• [TO DO]: Go through the material below and copy all lines with "writing".

--- START ---

PR #3071, opened 2023-05-15
output/cloudv2: Aggregation

codebien:
It mainly implements the same logic as for `v1` but it extends the logic to all the generated time series instead to just limit it to HTTP metrics.

It applies basic separation of concerns, so it should be easier to improve independently the various components in the future.

The flusher is not implemented but it should be mostly a wrap around the client implemented in #2963 draining the `bucketQ` buffer. I would like to get a consensus on this PR before implementing it.

The placeholder for the Trend sink will be implemented by https://github.com/grafana/k6/pull/3027

### DIFF
--- a/output/cloud/expv2/collect.go
+++ b/output/cloud/expv2/collect.go
@@ -1,0 +1,168 @@
+package expv2
+
+import (
+	"errors"
+	"sync"
+	"time"
+
+	"go.k6.io/k6/metrics"
+)
+
+type timeBucket struct {
+	Time  time.Time
+	Sinks map[metrics.TimeSeries]metrics.Sink
+}
+
+// bucketQ is a queue for buffering the aggregated metrics
+// that have to be flushed. It is expected to be used concurrently.
+type bucketQ struct {
+	m       sync.Mutex
+	buckets []timeBucket
+}
+
+// PopAll returns a slice with all the pushed buckets.
+// It returns a nil slice if the queue is empty.
+func (q *bucketQ) PopAll() []timeBucket {
+	q.m.Lock()
+	defer q.m.Unlock()
+
+	if len(q.buckets) < 1 {
+		return nil
+	}
+
+	// return the enqueued slice and its relative array and allocate a new one
+	// using the same capacity.
+	b := q.buckets
+	q.buckets = make([]timeBucket, 0, len(b))
+	return b
+}
+
+// Push enqueues a new item in the queue.
+func (q *bucketQ) Push(b []timeBucket) {
+	if len(b) < 1 {
+		return
+	}
+	q.m.Lock()
+	q.buckets = append(q.buckets, b...)
+	q.m.Unlock()
+}
+
+type collector struct {
+	bq      bucketQ
+	nowFunc func() time.Time
+
+	aggregationPeriod time.Duration
+	waitPeriod        time.Duration
+
+	// We should no longer have to handle metrics that have times long in the past.
+	// So, instead of a map, we can probably use a simple slice (or even an array!)
+	// as a ring buffer to store the aggregation buckets.
+	// This should save us a some time, since it would make the lookups and
+	// WaitPeriod checks basically O(1).
+	// And even if for some reason there are occasional metrics with past times
+	// that don't fit in the chosen ring buffer size, we could just send them
+	// along to the buffer unaggregated.
+	timeBuckets map[int64]map[metrics.TimeSeries]metrics.Sink
+}
+
+func newCollector(aggrPeriod, waitPeriod time.Duration) (*collector, error) {
+	if aggrPeriod == 0 {
+		return nil, errors.New("aggregation period is not allowed to be zero")
+	}
+	if waitPeriod == 0 {
+		// TODO: we could simplify the expiring logic
+		// just having an internal static logic.
+		// Like skip only not closed buckets bucketEnd > now.
+		return nil, errors.New("aggregation wait period is not allowed to be zero")
+	}
+	return &collector{
+		bq:                bucketQ{},
+		nowFunc:           time.Now,
+		timeBuckets:       make(map[int64]map[metrics.TimeSeries]metrics.Sink),
+		aggregationPeriod: aggrPeriod,
+		waitPeriod:        waitPeriod,
+	}, nil
+}
+
+// CollectSamples drain the buffer and collect all the samples.
+func (c *collector) CollectSamples(containers []metrics.SampleContainer) {
+	// Distribute all newly buffered samples into related buckets
+	for _, sampleContainer := range containers {
+		samples := sampleContainer.GetSamples()
+
+		for i := 0; i < len(samples); i++ {
+			c.collectSample(samples[i])
+		}
+	}
+	c.bq.Push(c.expiredBuckets())
+}
+
+// DropExpiringDelay drops the waiting time for buckets
+// for the expiring checks.
+func (c *collector) DropExpiringDelay() {
+	c.waitPeriod = 0
+}
+
+func (c *collector) collectSample(s metrics.Sample) {
+	bucketID := c.bucketID(s.Time)
+
+	// Get or create a time bucket
+	bucket, ok := c.timeBuckets[bucketID]
+	if !ok {
+		bucket = make(map[metrics.TimeSeries]metrics.Sink)
+		c.timeBuckets[bucketID] = bucket
+	}
+
+	// Get or create the bucket's sinks map per time series
+	sink, ok := bucket[s.TimeSeries]
+	if !ok {
+		sink = newSink(s.Metric.Type)
+		bucket[s.TimeSeries] = sink
+	}
+
+	// TODO: we may consider to just pass
+	// the single value instead of the entire
+	// sample and save some memory
+	sink.Add(s)
+}
+
+func (c *collector) expiredBuckets() []timeBucket {
+	// Still too recent buckets
+	// where we prefer to wait a bit more
+	// then, hopefully, we can aggregate more samples before flushing.
+	bucketCutoffID := c.bucketCutoffID()
+
+	// Here, it avoids pre-allocation
+	// because it expects to be zero for most of the time
+	var expired []timeBucket //nolint:prealloc
+
+	// Mark as expired all aggregation buckets older than bucketCutoffID
+	for bucketID, seriesSinks := range c.timeBuckets {
+		if bucketID > bucketCutoffID {
+			continue
+		}
+
+		expired = append(expired, timeBucket{
+			Time:  c.timeFromBucketID(bucketID),
+			Sinks: seriesSinks,
+		})
+		delete(c.timeBuckets, bucketID)
+	}
+
+	return expired
+}
+
+func (c *collector) bucketID(t time.Time) int64 {
+	return t.UnixNano() / int64(c.aggregationPeriod)
+}
+
+func (c *collector) timeFromBucketID(id int64) time.Time {
+	return time.Unix(0,
+		// it uses the center of the bucket as time
+		(id*int64(c.aggregationPeriod))+int64(c.aggregationPeriod/2),
+	).Truncate(time.Microsecond).UTC()
+}
+
+func (c *collector) bucketCutoffID() int64 {
+	return c.nowFunc().Add(-c.waitPeriod).UnixNano() / int64(c.aggregationPeriod)
+}
--- a/output/cloud/expv2/collect.go
+++ b/output/cloud/expv2/collect.go
@@ -9,6 +9,8 @@ import (
 )
 
 type timeBucket struct {
+	// TODO: for performance reasons, use directly a unix time here
+	// so we can avoid time->unix->time
 	Time  time.Time
 	Sinks map[metrics.TimeSeries]metrics.Sink
 }
@@ -157,10 +159,8 @@ func (c *collector) bucketID(t time.Time) int64 {
 }
 
 func (c *collector) timeFromBucketID(id int64) time.Time {
-	return time.Unix(0,
-		// it uses the center of the bucket as time
-		(id*int64(c.aggregationPeriod))+int64(c.aggregationPeriod/2),
-	).Truncate(time.Microsecond).UTC()
+	return time.Unix(0, id*int64(c.aggregationPeriod)).
+		Truncate(time.Microsecond).UTC()
 }
 
 func (c *collector) bucketCutoffID() int64 {
--- a/output/cloud/expv2/output.go
+++ b/output/cloud/expv2/output.go
@@ -3,25 +3,43 @@
 package expv2
 
 import (
+	"context"
+	"net/http"
+	"time"
+
 	"go.k6.io/k6/cloudapi"
+	"go.k6.io/k6/errext"
+	"go.k6.io/k6/errext/exitcodes"
 	"go.k6.io/k6/metrics"
+	"go.k6.io/k6/output"
 
 	"github.com/sirupsen/logrus"
 )
 
 // Output sends result data to the k6 Cloud service.
 type Output struct {
+	output.SampleBuffer
+
 	logger       logrus.FieldLogger
 	config       cloudapi.Config
 	referenceID  string
 	testStopFunc func(error)
+
+	// TODO: replace with the real impl
+	metricsFlusher  noopFlusher
+	periodicFlusher *output.PeriodicFlusher
+
+	collector             *collector
+	periodicCollector     *output.PeriodicFlusher
+	stopMetricsCollection chan struct{}
 }
 
 // New creates a new cloud output.
 func New(logger logrus.FieldLogger, conf cloudapi.Config) (*Output, error) {
 	return &Output{
-		config: conf,
-		logger: logger.WithFields(logrus.Fields{"output": "cloudv2"}),
+		config:                conf,
+		logger:                logger.WithFields(logrus.Fields{"output": "cloudv2"}),
+		stopMetricsCollection: make(chan struct{}),
 	}, nil
 }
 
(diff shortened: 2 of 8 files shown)


output/cloud/expv2/collect.go
```diff
@@ -0,0 +1,153 @@
...
+type bucketQ struct {
+	m       sync.Mutex
+	buckets []timeBucket
+}
+
+// Buckets pop all the queued buckets.
+func (q *bucketQ) Buckets() []timeBucket {
+	q.m.Lock()
+	b := q.buckets
+	q.buckets = q.buckets[:0]
```
na--, line 21: I haven't grokked the reminder of this code yet, but this part seems problematic, since `b` and `q.buckets` will reference the same underlying array, and I can't think of a situation where this would be intended and we'd still need locking here.

codebien: https://github.com/grafana/k6/pull/3071/commits/5db6157071e6bcea7e7c3f822a4cbe9dbab50294 applied an improvement for it

output/cloud/expv2/collect.go
```diff
@@ -0,0 +1,158 @@
...
+// Insert adds an item in the queue.
+func (q *bucketQ) Push(b []timeBucket) {
+	q.m.Lock()
+	q.buckets = append(q.buckets, b...)
+	q.m.Unlock()
+}
+
+type timeBucket struct {
+	TimeSeries metrics.TimeSeries
+	Time       time.Time
```
mstoykov, line 40: I don't think we need those as this is information that already exists and this way it will be copied a bunch of times.

output/cloud/expv2/collect.go
```diff
@@ -0,0 +1,158 @@
...
+			continue
+		}
+
+		for _, bucket := range seriesBuckets {
+			// TODO: is there a valid math reason to have a minimum
+			// number of samples aggregated as we do in v1?
+			// I mean o.config.AggregationMinSamples.Int64
+
+			expired = append(expired, bucket)
+		}
```
mstoykov, line 150:
```suggestion
		expired = append(expired, seriesBuckets...)
```

output/cloud/expv2/collect.go
```diff
@@ -0,0 +1,158 @@
...
+func (c *collector) expiredBuckets() []timeBucket {
+	// Still new buckets where we have to wait to accumulate
+	// more samples before flushing
+	//
+	// TODO: Do we need it?
+	// if the Cloud handles the merge is not really required
+	bucketCutoffID := c.nowfn().Add(-c.waitPeriod).UnixNano() / int64(c.aggregationPeriod)
+
+	// TODO: multiply it at least for the number of metrics?
+	expired := make([]timeBucket, 0, len(c.aggrBuckets))
```
mstoykov, line 136: If you want you can first count them, but if you are not going to count them, I would recommend just leaving it as `nil`

The aggrBuckets will be some small number such usually `waitPeriod/aggregationPeriod` so this preallocation is likely not very useful.

My problem with precounting is that I expect 90% of the time there will be 0 buckets and every once in a while there will be 1 bucket and with the other proposed change below it will just allocate as much as it needs this one time.

If it ever happens that it goes through 2 buckets that will be the case where preallocating here will help.

output/cloud/expv2/collect.go
```diff
@@ -0,0 +1,158 @@
...
+	}
+}
+
+func (c *collector) expiredBuckets() []timeBucket {
+	// Still new buckets where we have to wait to accumulate
+	// more samples before flushing
+	//
+	// TODO: Do we need it?
+	// if the Cloud handles the merge is not really required
+	bucketCutoffID := c.nowfn().Add(-c.waitPeriod).UnixNano() / int64(c.aggregationPeriod)
```
mstoykov, line 133: I don't understand the question

output/cloud/expv2/output.go
```diff
@@ -52,13 +94,75 @@ func (o *Output) Start() error {
...
+		return false
+	}
+	if errResp, ok := err.(cloudapi.ErrorResponse); ok && errResp.Response != nil { //nolint:errorlint
+		// The Cloud service returns the error code 4 when it doesn't accept any more metrics.
+		// So, when k6 sees that, the cloud output just stops prematurely.
+		return errResp.Response.StatusCode == http.StatusForbidden && errResp.Code == 4
+	}
+
+	return false
 }
```
mstoykov, line 168: Maybe move that to cloudapi package?

output/cloud/expv2/collect.go
```diff
@@ -0,0 +1,158 @@
...
+	for bucketID, seriesBuckets := range c.aggrBuckets {
+		if bucketID > bucketCutoffID {
+			continue
+		}
+
+		for _, bucket := range seriesBuckets {
+			// TODO: is there a valid math reason to have a minimum
+			// number of samples aggregated as we do in v1?
+			// I mean o.config.AggregationMinSamples.Int64
+
```
mstoykov, line 148: Given that the aggregation happens as you add them - I don't think it is even possible :).

mstoykov (approved):
a :+1: from me with the caveat that I am not certain how well it will perform.

I have a bunch of comments, none of them are particularly blocking but also should be easy to fix :crossed_fingers: 

My main worry is taht adding samples now also aggregates, so adding samples is actually fairly expensive (or could be). But I would prefer to get it done and then wecan try to optimise it.

output/cloud/expv2/output.go
na--: Considering we want to remove the v1 cloud output implementation in the near future, this will only be used in v2, so no need to move it to a separate library IMO

output/cloud/expv2/collect.go
codebien: How do we pass them to the flush operation? I can drop them during the _aggregation_ phase because they are already in the _perSeriesBuckets_ so we can build this struct only before enqueueing. But we can't skip doing it before calling `bucketQ.Push`.
Am I missing something?

output/cloud/expv2/collect.go
```diff
@@ -0,0 +1,158 @@
...
+	"go.k6.io/k6/output"
+)
+
+type bucketQ struct {
+	m       sync.Mutex
+	buckets []timeBucket
+}
+
+// Buckets pop all the queued buckets.
+func (q *bucketQ) Buckets() []timeBucket {
```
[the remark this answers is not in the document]
codebien: What about `PopAll` as we do somewhere else (I guess in the eventloop :thinking: )?

output/cloud/expv2/collect.go
codebien: My comment is related to the `Add(-c.waitPeriod)` operation, the collector runs every X seconds so it already gives us some delay. Do we need more delay? Are samples flushed with some long delay with a relevant percentage that should justify this special handling?

output/cloud/expv2/collect.go
na--: Ah, I'd missed @codebien's comment when writing my own, so it's not a response to it but to @mstoykov's.

output/cloud/expv2/collect.go
codebien: I think we could count the number of samples per bucket. In any case, I don't think we have a valid use case to justify this overhead.

output/cloud/expv2/sink.go
```diff
@@ -0,0 +1,22 @@
...
+)
+
+func newSink(mt metrics.MetricType) metrics.Sink {
+	if mt == metrics.Trend {
+		return &histogram{}
+	}
+
+	return metrics.NewSink(mt)
+}
+
```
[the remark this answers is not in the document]
codebien: >IMO all but the rate sinks have more stuff in them then is necessary for this output.

The RateSink type has [two fields](https://github.com/grafana/k6/blob/f43cc83f82fe36ae75db018f4f935dd387fe675e/metrics/sink.go#L160-L163) the same fields required from the [remote service](https://github.com/grafana/k6/blob/2fb9e2da35a8081d2ee27d768943e8cdfd9d30f2/output/cloud/expv2/pbcloud/metric.proto#L110-L116).

output/cloud/expv2/collect.go
codebien: To clarify, of course, we should cut off not _closed_ buckets so that the obvious buckets where we will get more samples with high probability.

output/cloud/expv2/sink.go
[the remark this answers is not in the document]
mstoykov: Yes - rate is the only one for which the Sink implementation makes sense to be used. All the other have additional fields which arguably are not neede or even defined usually for those types of metrics. But we do have them to make the summary possible

output/cloud/expv2/output.go
```diff
@@ -42,7 +59,32 @@ func (o *Output) SetTestRunStopCallback(stopFunc func(error)) {
...
+		return err
+	}
+	o.periodicFlusher = pf
+
+	timeframe = o.config.AggregationPeriod.TimeDuration()
+	pfc, err := output.NewPeriodicFlusher(timeframe, o.collector.CollectSamples)
+	if err != nil {
+		return err
+	}
+	o.periodicCollector = pfc
```
mstoykov, line 87:
```suggestion
	o.periodicFlusher, err = output.NewPeriodicFlusher(timeframe, o.flushMetrics)
	if err != nil {
		return err
	}

	timeframe = o.config.AggregationPeriod.TimeDuration()
	o.periodicCollector , err = output.NewPeriodicFlusher(timeframe, o.collector.CollectSamples)
	if err != nil {
		return err
	}
```

To be honest I would even drop the `timeframe` variable jsut so I don't have to wonder if we are using it anywhere else.

output/cloud/expv2/collect.go
mstoykov: oops this actually is a map not a slice :facepalm:

output/cloud/expv2/sink.go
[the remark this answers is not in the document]
codebien: Oh, I got it now. Yes, you're right. The counter can be smaller, but the Gauge requires more fields instead.

https://github.com/grafana/k6/blob/2fb9e2da35a8081d2ee27d768943e8cdfd9d30f2/output/cloud/expv2/pbcloud/metric.proto#L96-L108

Gauges are used less so we should be able to support them.

output/cloud/expv2/collect.go
```diff
@@ -0,0 +1,158 @@
...
+
+		for i := 0; i < len(samples); i++ {
+			bucketID := c.bucketID(samples[i].Time)
+
+			// Get or create a time bucket
+			buckets, ok := c.aggrBuckets[bucketID]
+			if !ok {
+				buckets = newPerSeriesBuckets()
+				c.aggrBuckets[bucketID] = buckets
+			}
```
mstoykov, line 120: future optimization that we can do here that I came up while writing [this comment](https://github.com/grafana/k6/pull/3071#discussion_r1197945597) 

It is very likely that `bucketID` will haver the same value for sequential samples so will `buckets` but will do map access for each of those.

So we can potentially save the last `buecketID` + `bueckts` values and check against the new ones first.

I would levea that for when we have the rest of the things figured out and when there are some good benchmarks to run against.

codebien:
The last push should cover all request changes. It is ready for a new review.

output/cloud/expv2/sink.go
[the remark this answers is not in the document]
codebien: This is now a dedicated PR https://github.com/grafana/k6/pull/3085

output/cloud/expv2/output.go
codebien: This is now a dedicated PR https://github.com/grafana/k6/pull/3082 let's move the discussion there if you still want it.

oleiade (commented):
LGTM :+1: Left a couple of comments and questions. Let me know what you think :bow:

output/cloud/expv2/collect.go
```diff
@@ -0,0 +1,156 @@
...
+func (q *bucketQ) PopAll() []timeBucket {
+	q.m.Lock()
+	defer q.m.Unlock()
+
+	if len(q.buckets) < 1 {
+		return nil
+	}
+
+	b := q.buckets
+	q.buckets = make([]timeBucket, 0, len(b))
```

--- END ---

• [RESPONSE FOR THIS EXERCISE]:
na--: Ah, I'd missed @codebien's comment when writing my own, so it's not a response to it but to @mstoykov's.
mstoykov, line 120: future optimization that we can do here that I came up while writing [this comment](https://github.com/grafana/k6/pull/3071#discussion_r1197945597) 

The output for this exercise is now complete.